[Stored records]
__________________________________________________

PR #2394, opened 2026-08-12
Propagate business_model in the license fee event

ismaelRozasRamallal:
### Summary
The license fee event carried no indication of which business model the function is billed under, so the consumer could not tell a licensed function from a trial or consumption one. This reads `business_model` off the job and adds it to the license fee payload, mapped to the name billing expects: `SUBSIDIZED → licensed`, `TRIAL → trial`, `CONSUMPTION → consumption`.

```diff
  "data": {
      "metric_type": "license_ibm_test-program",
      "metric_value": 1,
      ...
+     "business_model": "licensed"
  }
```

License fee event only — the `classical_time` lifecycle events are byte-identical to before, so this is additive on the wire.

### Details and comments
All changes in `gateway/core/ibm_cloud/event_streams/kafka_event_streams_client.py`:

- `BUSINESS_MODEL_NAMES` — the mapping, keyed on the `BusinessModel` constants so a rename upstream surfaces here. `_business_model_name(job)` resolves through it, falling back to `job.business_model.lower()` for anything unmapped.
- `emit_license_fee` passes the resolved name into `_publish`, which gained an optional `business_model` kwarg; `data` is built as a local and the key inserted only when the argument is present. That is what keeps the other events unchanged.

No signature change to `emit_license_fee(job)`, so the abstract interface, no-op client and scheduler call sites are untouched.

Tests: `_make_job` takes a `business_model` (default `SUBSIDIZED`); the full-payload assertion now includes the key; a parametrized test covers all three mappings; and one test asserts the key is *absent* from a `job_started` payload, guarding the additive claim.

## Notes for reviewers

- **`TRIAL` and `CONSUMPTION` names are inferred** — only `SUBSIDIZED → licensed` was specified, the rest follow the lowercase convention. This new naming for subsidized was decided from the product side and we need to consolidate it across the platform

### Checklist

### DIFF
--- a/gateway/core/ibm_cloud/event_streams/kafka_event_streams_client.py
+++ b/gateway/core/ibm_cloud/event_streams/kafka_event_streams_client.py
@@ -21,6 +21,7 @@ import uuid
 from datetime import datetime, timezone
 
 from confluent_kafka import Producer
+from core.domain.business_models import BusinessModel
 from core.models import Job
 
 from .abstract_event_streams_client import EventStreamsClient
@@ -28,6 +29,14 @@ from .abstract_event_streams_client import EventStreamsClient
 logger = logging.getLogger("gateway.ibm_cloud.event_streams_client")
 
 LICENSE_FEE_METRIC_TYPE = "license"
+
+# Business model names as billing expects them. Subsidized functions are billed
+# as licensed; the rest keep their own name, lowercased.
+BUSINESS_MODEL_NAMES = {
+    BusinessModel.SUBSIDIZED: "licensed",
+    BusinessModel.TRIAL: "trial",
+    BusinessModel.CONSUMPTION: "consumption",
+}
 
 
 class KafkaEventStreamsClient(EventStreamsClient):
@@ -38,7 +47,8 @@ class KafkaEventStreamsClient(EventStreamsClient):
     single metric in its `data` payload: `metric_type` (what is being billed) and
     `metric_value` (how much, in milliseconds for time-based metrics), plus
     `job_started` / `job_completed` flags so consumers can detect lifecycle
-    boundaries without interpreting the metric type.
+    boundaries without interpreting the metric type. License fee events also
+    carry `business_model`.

__________________________________________________

• **ACTIVITY**: Reproduce all data above, unchanged.

• **WRITTEN SOLUTION**:
PR #2394, opened 2026-08-12
Propagate business_model in the license fee event

ismaelRozasRamallal:
### Summary
The license fee event carried no indication of which business model the function is billed under, so the consumer could not tell a licensed function from a trial or consumption one. This reads `business_model` off the job and adds it to the license fee payload, mapped to the name billing expects: `SUBSIDIZED → licensed`, `TRIAL → trial`, `CONSUMPTION → consumption`.

```diff
  "data": {
      "metric_type": "license_ibm_test-program",
      "metric_value": 1,
      ...
+     "business_model": "licensed"
  }
```

License fee event only — the `classical_time` lifecycle events are byte-identical to before, so this is additive on the wire.

### Details and comments
All changes in `gateway/core/ibm_cloud/event_streams/kafka_event_streams_client.py`:

- `BUSINESS_MODEL_NAMES` — the mapping, keyed on the `BusinessModel` constants so a rename upstream surfaces here. `_business_model_name(job)` resolves through it, falling back to `job.business_model.lower()` for anything unmapped.
- `emit_license_fee` passes the resolved name into `_publish`, which gained an optional `business_model` kwarg; `data` is built as a local and the key inserted only when the argument is present. That is what keeps the other events unchanged.

No signature change to `emit_license_fee(job)`, so the abstract interface, no-op client and scheduler call sites are untouched.

Tests: `_make_job` takes a `business_model` (default `SUBSIDIZED`); the full-payload assertion now includes the key; a parametrized test covers all three mappings; and one test asserts the key is *absent* from a `job_started` payload, guarding the additive claim.

## Notes for reviewers

- **`TRIAL` and `CONSUMPTION` names are inferred** — only `SUBSIDIZED → licensed` was specified, the rest follow the lowercase convention. This new naming for subsidized was decided from the product side and we need to consolidate it across the platform

### Checklist

### DIFF
--- a/gateway/core/ibm_cloud/event_streams/kafka_event_streams_client.py
+++ b/gateway/core/ibm_cloud/event_streams/kafka_event_streams_client.py
@@ -21,6 +21,7 @@ import uuid
 from datetime import datetime, timezone
 
 from confluent_kafka import Producer
+from core.domain.business_models import BusinessModel
 from core.models import Job
 
 from .abstract_event_streams_client import EventStreamsClient
@@ -28,6 +29,14 @@ from .abstract_event_streams_client import EventStreamsClient
 logger = logging.getLogger("gateway.ibm_cloud.event_streams_client")
 
 LICENSE_FEE_METRIC_TYPE = "license"
+
+# Business model names as billing expects them. Subsidized functions are billed
+# as licensed; the rest keep their own name, lowercased.
+BUSINESS_MODEL_NAMES = {
+    BusinessModel.SUBSIDIZED: "licensed",
+    BusinessModel.TRIAL: "trial",
+    BusinessModel.CONSUMPTION: "consumption",
+}
 
 
 class KafkaEventStreamsClient(EventStreamsClient):
@@ -38,7 +47,8 @@ class KafkaEventStreamsClient(EventStreamsClient):
     single metric in its `data` payload: `metric_type` (what is being billed) and
     `metric_value` (how much, in milliseconds for time-based metrics), plus
     `job_started` / `job_completed` flags so consumers can detect lifecycle
-    boundaries without interpreting the metric type.
+    boundaries without interpreting the metric type. License fee events also
+    carry `business_model`.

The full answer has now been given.